NASEM Committee Co-Chaired by Bruce Western Issues Report on Decarcerating Correctional Facilities During COVID-19

By
Bruce Western & Emily Wang
October 20, 2020

On October 20, 2020, the National Academies of Sciences, Engineering, and Medicine (NASEM) released a new study entitled Decarcerating Correctional Facilities During COVID-19: Advancing Health, Equity, and Safety.

The NASEM committee report, co-chaired by Justice Lab Co-Director Bruce Western, cautions policymakers, corrections leaders, and public health officials to ramp up decarceration efforts in order to mitigate the continuing threat of COVID-19. The report also recommends enacting policies to ensure adequate health care and social supports for released individuals and their families. Without such reentry supports, the NASEM committee warns that efforts to decarcerate during the COVID-19 pandemic will fall short of achieving their full potential.

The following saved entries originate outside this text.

PR #648, opened 2026-04-20
Add test coverage for error mapping and tsjs helpers

### LINKED ISSUE #448: Add tests for TrustedServerError HTTP status mapping
## Description

`TrustedServerError::status_code()` in `crates/common/src/error.rs` has no direct tests asserting the HTTP status mapping for each error variant. A regression here would silently change client behavior and monitoring semantics.

## Done when

- [ ] Add deterministic tests covering each public error variant to status code mapping.
- [ ] Assert representative server-side and client-side errors map to the expected HTTP responses.
- [ ] Keep the scope limited to mapping coverage, not unrelated error refactors.

## Affected area

## Additional context

Source: `test_gap.md`, section `HTTP Status Code Mapping Not Validated`.
Parent issue: #396
Related: #437 covers leaked error context; this issue is specifically for missing mapping tests.

### LINKED ISSUE #450: Add unit tests for tsjs script source and tag generation
## Description

`crates/common/src/tsjs.rs` builds the injected TS/JS script URL and `<script>` tag used in publisher HTML responses, but the formatting behavior is untested.

## Done when

- [ ] Add unit tests for `tsjs_script_src` URL structure, hash placement, and module query string formatting.
- [ ] Add unit tests for `tsjs_script_tag` output attributes and valid single-tag structure.
- [ ] Cover realistic `IntegrationRegistry` input so enabled modules appear in the generated output.

## Affected area

## Additional context

Source: `test_gap.md`, section `Script Tag Generation`.
Parent issue: #396

### LINKED ISSUE #454: Add invalid cookie header tests for get_cookie_value
## Description

`get_cookie_value` in `crates/common/src/cookies.rs` does not explicitly test the invalid UTF-8 branch for the incoming `Cookie` header.

## Done when

- [ ] Add a unit test for invalid UTF-8 cookie header bytes returning `None`.
- [ ] Keep existing valid cookie parsing behavior unchanged.
- [ ] Add any small guardrail assertions needed for missing/empty cookie inputs if they clarify behavior.

## Affected area

## Additional context

Source: `test_gap.md`, section `Cookie Parsing Edge Cases`.
Parent issue: #396

### LINKED ISSUE #456: Consolidate duplicate callback serde rename tests
## Description

`crates/common/src/models.rs` currently uses overlapping callback deserialization tests to verify the same serde rename behavior. This is redundant and makes the test surface noisier than necessary.

## Done when

- [ ] Consolidate the duplicate callback rename tests into one focused test.
- [ ] Preserve the existing `type` -> `callback_type` serde assertion.
- [ ] Keep the resulting test intent clearer than the current duplicated coverage.

## Affected area

## Additional context

Source: `test_gap.md`, section `Duplicate Callback Deserialization Tests`.
Parent issue: #396

ChristianPavilonis:
## Superseded

This PR is superseded and should not be merged as the canonical solution for the #396 backlog cleanup.

- #448 and #450 are covered by #688.
- #454 and #456 were already handled on `main` by #660.
- This branch is currently conflicting and has unresolved requested changes, while #688 is the active consolidation branch.

Keeping this PR open only for historical review context unless/until we close it.

## Original Summary

- add exhaustive unit coverage for `TrustedServerError::status_code()` so each public variant is pinned to its expected HTTP response
- add direct `tsjs` formatting tests for unified and deferred script URL/tag helpers using computed hashes
- cover invalid UTF-8 cookie-header handling and simplify duplicate callback serde rename tests

## Original Changes

| File | Change |
| ---- | ------ |
| `crates/trusted-server-core/src/error.rs` | Added a table-driven test covering HTTP status code mapping for every `TrustedServerError` variant. |
| `crates/trusted-server-core/src/tsjs.rs` | Added direct unit tests for unified and deferred TS/JS script URL and tag helpers. |
| `crates/trusted-server-core/src/cookies.rs` | Added a unit test for invalid UTF-8 `Cookie` header handling in `handle_request_cookies()`. |
| `crates/trusted-server-core/src/models.rs` | Consolidated duplicate callback serde rename tests into one focused test. |

## Duplicate closure note

This PR intentionally no longer uses `Closes` keywords. Closure ownership moved to:

- #688 for #448 and #450
- #660 for #454 and #456

## Test plan

- [ ] Other: 

## Checklist

- [x] New code has tests

### DIFF
--- a/crates/trusted-server-core/src/cookies.rs
+++ b/crates/trusted-server-core/src/cookies.rs
@@ -268,6 +268,8 @@ pub fn expire_ec_cookie(settings: &Settings, response: &mut fastly::Response) {
 
 #[cfg(test)]
 mod tests {
+    use fastly::http::HeaderValue;
+
     use crate::test_support::tests::create_test_settings;
 
     use super::*;
@@ -345,6 +347,28 @@ mod tests {
             .expect("should have cookie jar");
 
         assert!(jar.iter().count() == 0);
+    }
+
+    #[test]
+    fn test_handle_request_cookies_invalid_utf8_header_value() {
+        let mut req = Request::get("http://example.com");
+        req.set_header(
+            header::COOKIE,
+            HeaderValue::from_bytes(b"session=\xFF")
+                .expect("should allow non-UTF-8 cookie header bytes"),
+        );
+
+        let error = handle_request_cookies(&req).expect_err("should reject invalid UTF-8");
+        let trusted_server_error = error.current_context();
+
+        assert!(
+            matches!(
+                trusted_server_error,
+                TrustedServerError::InvalidHeaderValue { message }
+                    if message == "Cookie header contains invalid UTF-8"
+            ),
+            "should return InvalidHeaderValue for invalid UTF-8 cookie headers",
+        );
     }
 
     #[test]
--- a/crates/trusted-server-core/src/cookies.rs
+++ b/crates/trusted-server-core/src/cookies.rs
@@ -355,7 +355,7 @@ mod tests {
         req.set_header(
             header::COOKIE,
             HeaderValue::from_bytes(b"session=\xFF")
-                .expect("should allow non-UTF-8 cookie header bytes"),
+                .expect("should construct HeaderValue from non-UTF-8 bytes"),
         );
 
         let error = handle_request_cookies(&req).expect_err("should reject invalid UTF-8");
--- a/crates/trusted-server-core/src/error.rs
+++ b/crates/trusted-server-core/src/error.rs
@@ -142,6 +142,26 @@ mod tests {
 
     #[test]
     fn status_code_maps_each_error_variant_to_expected_http_response() {
+        // Compile-time guard: adding a TrustedServerError variant without
+        // updating this test will fail to compile.
+        let _exhaustive = |error: &TrustedServerError| match error {
+            TrustedServerError::BadRequest { .. }
+            | TrustedServerError::Configuration { .. }
+            | TrustedServerError::Auction { .. }
+            | TrustedServerError::Gam { .. }
+            | TrustedServerError::GdprConsent { .. }
+            | TrustedServerError::InvalidUtf8 { .. }
+            | TrustedServerError::InvalidHeaderValue { .. }
+            | TrustedServerError::KvStore { .. }
+            | TrustedServerError::Prebid { .. }
+            | TrustedServerError::Integration { .. }
+            | TrustedServerError::Proxy { .. }
+            | TrustedServerError::Forbidden { .. }
+            | TrustedServerError::AllowlistViolation { .. }
+            | TrustedServerError::Settings { .. }
+            | TrustedServerError::Ec { .. } => (),
+        };
+
         let cases = [
             (
                 TrustedServerError::BadRequest {
--- a/crates/trusted-server-core/src/error.rs
+++ b/crates/trusted-server-core/src/error.rs
@@ -136,7 +136,115 @@ impl IntoHttpResponse for TrustedServerError {
 
 #[cfg(test)]
 mod tests {
+    use http::StatusCode;
+
     use super::*;
+
+    #[test]
+    fn status_code_maps_each_error_variant_to_expected_http_response() {
+        let cases = [
+            (
+                TrustedServerError::BadRequest {
+                    message: "missing field".into(),
+                },
+                StatusCode::BAD_REQUEST,
+            ),
+            (
+                TrustedServerError::Configuration {
+                    message: "invalid config".into(),
+                },
+                StatusCode::INTERNAL_SERVER_ERROR,
+            ),
+            (
+                TrustedServerError::Auction {
+                    message: "bid timeout".into(),
+                },
+                StatusCode::BAD_GATEWAY,
+            ),
+            (
+                TrustedServerError::Gam {
+                    message: "upstream error".into(),
+                },
+                StatusCode::BAD_GATEWAY,
+            ),
+            (
+                TrustedServerError::GdprConsent {
+                    message: "missing consent string".into(),
+                },
+                StatusCode::BAD_REQUEST,
+            ),
+            (
+                TrustedServerError::InvalidUtf8 {
+                    message: "byte 0xff".into(),
+                },
+                StatusCode::INTERNAL_SERVER_ERROR,
+            ),
+            (
+                TrustedServerError::InvalidHeaderValue {
+                    message: "non-ascii".into(),
+                },
+                StatusCode::BAD_REQUEST,
+            ),
+            (
+                TrustedServerError::KvStore {
+                    store_name: "users".into(),
+                    message: "timeout".into(),
+                },
+                StatusCode::SERVICE_UNAVAILABLE,
+            ),
+            (
+                TrustedServerError::Prebid {
+                    message: "adapter error".into(),
+                },
+                StatusCode::BAD_GATEWAY,
+            ),
+            (
+                TrustedServerError::Integration {
+                    integration: "foo".into(),
+                    message: "connection refused".into(),
+                },
+                StatusCode::BAD_GATEWAY,
+            ),
+            (
+                TrustedServerError::Proxy {
+                    message: "upstream refused".into(),
+                },
+                StatusCode::BAD_GATEWAY,
+            ),
+            (
+                TrustedServerError::Forbidden {
+                    message: "missing credentials".into(),
+                },
+                StatusCode::FORBIDDEN,
+            ),
+            (
+                TrustedServerError::AllowlistViolation {
+                    host: "blocked.example.com".into(),
+                },
+                StatusCode::FORBIDDEN,
+            ),
+            (
+                TrustedServerError::Settings {
+                    message: "parse failed".into(),
+                },
+                StatusCode::INTERNAL_SERVER_ERROR,
+            ),
+            (
+                TrustedServerError::Ec {
+                    message: "seed missing".into(),
+                },
+                StatusCode::INTERNAL_SERVER_ERROR,
+            ),
+        ];
+
+        for (error, expected_status) in cases {
+            assert_eq!(
+                error.status_code(),
+                expected_status,
+                "should map {error:?} to the expected HTTP status",
+            );
+        }
+    }
 
     #[test]
     fn server_errors_return_generic_message() {
--- a/crates/trusted-server-core/src/tsjs.rs
+++ b/crates/trusted-server-core/src/tsjs.rs
@@ -67,25 +67,40 @@ pub fn tsjs_deferred_script_tags(module_ids: &[&str]) -> String {
 
 #[cfg(test)]
 mod tests {
-    use trusted_server_js::{all_module_ids, concatenated_hash, single_module_hash};
-
     use super::*;
+
+    fn assert_sha256_hex_hash(src: &str) {
+        let hash = src
+            .rsplit_once("?v=")
+            .expect("should have cache-busting query parameter")
+            .1;
+
+        assert_eq!(hash.len(), 64, "should use a SHA-256 hex hash");
+        assert!(
+            hash.chars().all(|character| character.is_ascii_hexdigit()),
+            "should use only ASCII hex digits",
+        );
+    }
 
     #[test]
     fn tsjs_script_src_formats_unified_bundle_url_with_hash() {
-        let module_ids = ["core", "creative"];
-        let expected_hash = concatenated_hash(&module_ids);
+        let creative_src = tsjs_script_src(&["creative"]);
+        let creative_prebid_src = tsjs_script_src(&["creative", "prebid"]);
 
-        assert_eq!(
-            tsjs_script_src(&module_ids),
-            format!("/static/tsjs=tsjs-unified.min.js?v={expected_hash}"),
-            "should include the unified bundle path and cache-busting hash",
+        assert!(
+            creative_src.starts_with("/static/tsjs=tsjs-unified.min.js?v="),
+            "should include the unified bundle path and cache-busting parameter",
+        );
+        assert_sha256_hex_hash(&creative_src);
+        assert_ne!(
+            creative_src, creative_prebid_src,
+            "should generate different cache-busting URLs for different module sets",
         );
     }
 
     #[test]
     fn tsjs_script_tag_wraps_source_in_a_single_tag() {
-        let module_ids = ["core", "creative"];
+        let module_ids = ["creative"];
         let expected_src = tsjs_script_src(&module_ids);
 
         assert_eq!(
@@ -97,20 +112,16 @@ mod tests {
 
     #[test]
     fn tsjs_unified_helpers_use_all_module_ids() {
-        let all_ids = all_module_ids();
-        let expected_src = format!(
-            "/static/tsjs=tsjs-unified.min.js?v={}",
-            concatenated_hash(&all_ids)
-        );
+        let src = tsjs_unified_script_src();
 
-        assert_eq!(
-            tsjs_unified_script_src(),
-            expected_src,
-            "should hash all compiled modules for the unified bundle",
+        assert!(
+            src.starts_with("/static/tsjs=tsjs-unified.min.js?v="),
+            "should include the unified bundle path and cache-busting parameter",
         );
+        assert_sha256_hex_hash(&src);
         assert_eq!(
             tsjs_unified_script_tag(),
-            format!("<script src=\"{expected_src}\" id=\"trustedserver-js\"></script>"),
+            format!("<script src=\"{src}\" id=\"trustedserver-js\"></script>"),
             "should wrap the unified bundle source in the standard script tag",
         );
     }
@@ -134,11 +145,11 @@ mod tests {
     }
 
     #[test]
-    fn tsjs_deferred_script_src_uses_empty_hash_for_unknown_module() {
+    fn tsjs_deferred_script_src_documents_unregistered_module_fallback() {
         assert_eq!(
             tsjs_deferred_script_src("unknown-module"),
             "/static/tsjs=tsjs-unknown-module.min.js?v=",
-            "should fall back to an empty hash for unknown deferred modules",
+            "should preserve the current fallback until callers validate registered modules",
         );
     }
 
--- a/crates/trusted-server-core/src/tsjs.rs
+++ b/crates/trusted-server-core/src/tsjs.rs
@@ -112,16 +112,21 @@ mod tests {
 
     #[test]
     fn tsjs_unified_helpers_use_all_module_ids() {
-        let src = tsjs_unified_script_src();
+        let unified = tsjs_unified_script_src();
+        let manual = tsjs_script_src(&all_module_ids());
 
+        assert_eq!(
+            unified, manual,
+            "unified helpers must hash every registered module",
+        );
         assert!(
-            src.starts_with("/static/tsjs=tsjs-unified.min.js?v="),
+            unified.starts_with("/static/tsjs=tsjs-unified.min.js?v="),
             "should include the unified bundle path and cache-busting parameter",
         );
-        assert_sha256_hex_hash(&src);
+        assert_sha256_hex_hash(&unified);
         assert_eq!(
             tsjs_unified_script_tag(),
-            format!("<script src=\"{src}\" id=\"trustedserver-js\"></script>"),
+            format!("<script src=\"{unified}\" id=\"trustedserver-js\"></script>"),
             "should wrap the unified bundle source in the standard script tag",
         );
     }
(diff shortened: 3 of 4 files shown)


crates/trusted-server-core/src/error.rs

The report was also co-chaired by Yale School of Medicine Professor Emily Wang and authored by a diverse committee of experts from the medical, scientific, academic, policy, corrections, and advocacy fields. 

Other key findings and recommendations from the report include:

  • As of August 2020, COVID-19 case rates among incarcerated people were nearly five times higher than in the general population, and three times higher among correctional staff. The very nature of correctional and immigration detention settings — overcrowding, poor sanitary conditions, and inadequate public health practices — increases the risk of those facilities becoming COVID-19 hotspots.
  • In Black and Hispanic communities,  the effects of disproportionate incarceration are now compounded by the increased risk of COVID-19 complications. This is due to a higher prevalence of underlying health conditions that are often undertreated because of structural disadvantages and discrimination.
  • The extent of decarceration so far is insufficient to reduce the risk of COVID-19 transmission in correctional facilities across the nation. Law enforcement and other criminal justice officials can accelerate decarceration by: (1) issuing citations instead of making arrests; (2) releasing more defendants before trial instead of setting bail; (3) eliminating incarceration for misdemeanors, probation and parole violations, or a failure to pay fines and fees; and (4) updating compassionate release policies to allow medical vulnerability as a reason for release.
  • Successful decarceration during a pandemic must go beyond the criminal justice system and include providing reentry supports. This requires removing barriers to eligibility for Medicaid, eliminating criminal record-based bans on eligibility for food stamps, public assistance, housing benefits, and other federal programs, and removing work requirements for those who can’t find jobs. 
  • Correctional systems must standardize, define, and release their COVID-19 related data — including how decarceration strategies will be implemented and who will benefit from them. At the moment, a majority of jails aren’t reporting COVID-19 information, and systematic data about ICE detention centers or juvenile facilities is unavailable.